Потом она подняла голову – локоны рассыпчато перелились за спину, обнажая бледное насмешливое лицо с подрагивающими в ухмылке губами и шальной прядкой над чистым лбом. Длинные черные ресницы дрогнули, и оттуда – из глаз красивой ухмыляющейся девочки хлынула тщательно скрытая нежность. Красивые глаза, оживляющие слишком красивое лицо. Очень красивые глаза. Как два маленьких моря.

Долохов пьяно расхохотался, проводя указательным пальцем по рамке, очерчивая врезанные в железо узоры. Девушка в колдографии нахмурилась, а потом неуверенно подняла руку и приложилась к внутренней стороне тонкой ладошкой в перчатке. Губы её дрогнули, словно она хотела что-то сказать, но колдография – не портрет.

Долохов смачно выругался и швырнул недопитую бутылку с огневиски через всю комнату.

Девушка укоризненно покачала головой.

Антонин Долохов скорее вернулся бы обратно в Азкабан, чем признался забавной девочке-целителю в том, что его преследуют призраки.

У злодеев и убийц не должно быть ангелов-хранителей – именно так утверждала тётушка Елизавета, поглаживая десятилетнего Антонина по голове. Он смеялся, скидывал с головы теплую женскую ладонь и убегал на улицу гонять охотничьих псов.

Долохов был им – злодеем и убийцей, которому была положена казнь, а не всеобщее прощение. Он давным-давно выбрал себе место в этой жизни, и не собирался его менять.

Щенок Мальсибер советовал рассказать девочке-целителю о своих проблемах.

Долохов снова расхохотался – да кто поверит, что его, злодея, убийцу, душегуба, насильника, мразь и тварь от смерти оберегает давно уже мертвая кузина, в детстве читающая ему сказку про Элли в изумрудном городе и поющая на ночь колыбельные. Правильно. Никто.

Он сам себе не верил.

Антонин Долохов давно уже разменял третий десяток, а его кузина не дожила и до двадцати. Стакан полетел вслед за бутылкой.

- Еремей! – бешено взвыл Долохов, поднимаясь со стула. – где ты есть, скотина старая?!

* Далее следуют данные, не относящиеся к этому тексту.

PR #1692, opened 2025-05-05
feat: Add "dayofyear" property for `dt` accessors

sycai:
Now you can get the day of year for dates, datetimes and timestamps.

### DIFF
--- a/bigframes/operations/datetimes.py
+++ b/bigframes/operations/datetimes.py
@@ -44,6 +44,10 @@ class DatetimeMethods(
         return self._apply_unary_op(ops.dayofweek_op)
 
     @property
+    def dayofyear(self) -> series.Series:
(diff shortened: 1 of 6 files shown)


TrevorBergeron (approved):

bigframes/operations/datetimes.py
```diff
@@ -43,6 +43,10 @@ def day(self) -> series.Series:
     def dayofweek(self) -> series.Series:
         return self._apply_unary_op(ops.dayofweek_op)
 
+    @property
+    def dayofyear(self) -> series.Series:
```
TrevorBergeron, line 47: Do we need a docstring?

sycai: Good call. Doc updated.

Под раздачу попал стул, который после нескольких яростных ударов удобно разложился на запчасти. Дубовый добротный стол оказался следующим – Долохов не спешил вытаскивать палочку, управляясь кулаками и ногами. После еще пяти ударов он содрал кожу с фаланг и устало опустился на пол, безвольным мешком съехав вниз по стене. Согнул ноги в коленях, поставил на них локти и обхватил окровавленными пальцами голову с растрепанными черными кудрями.

В грязной замызганной комнате пыль стояла столбом, вместо стола, стула и простенькой деревянной кровати остались одни щепки. Уцелела только колдография.

- Еремей…

- Дурак ты, Антошка.

Домовой со вздохом склонился над устало привалившемуся к стене Антонину, ласково зачесал кудри назад и прицокнул языком. Погладил маленькой ладошкой, ласково-ласково, как в детстве.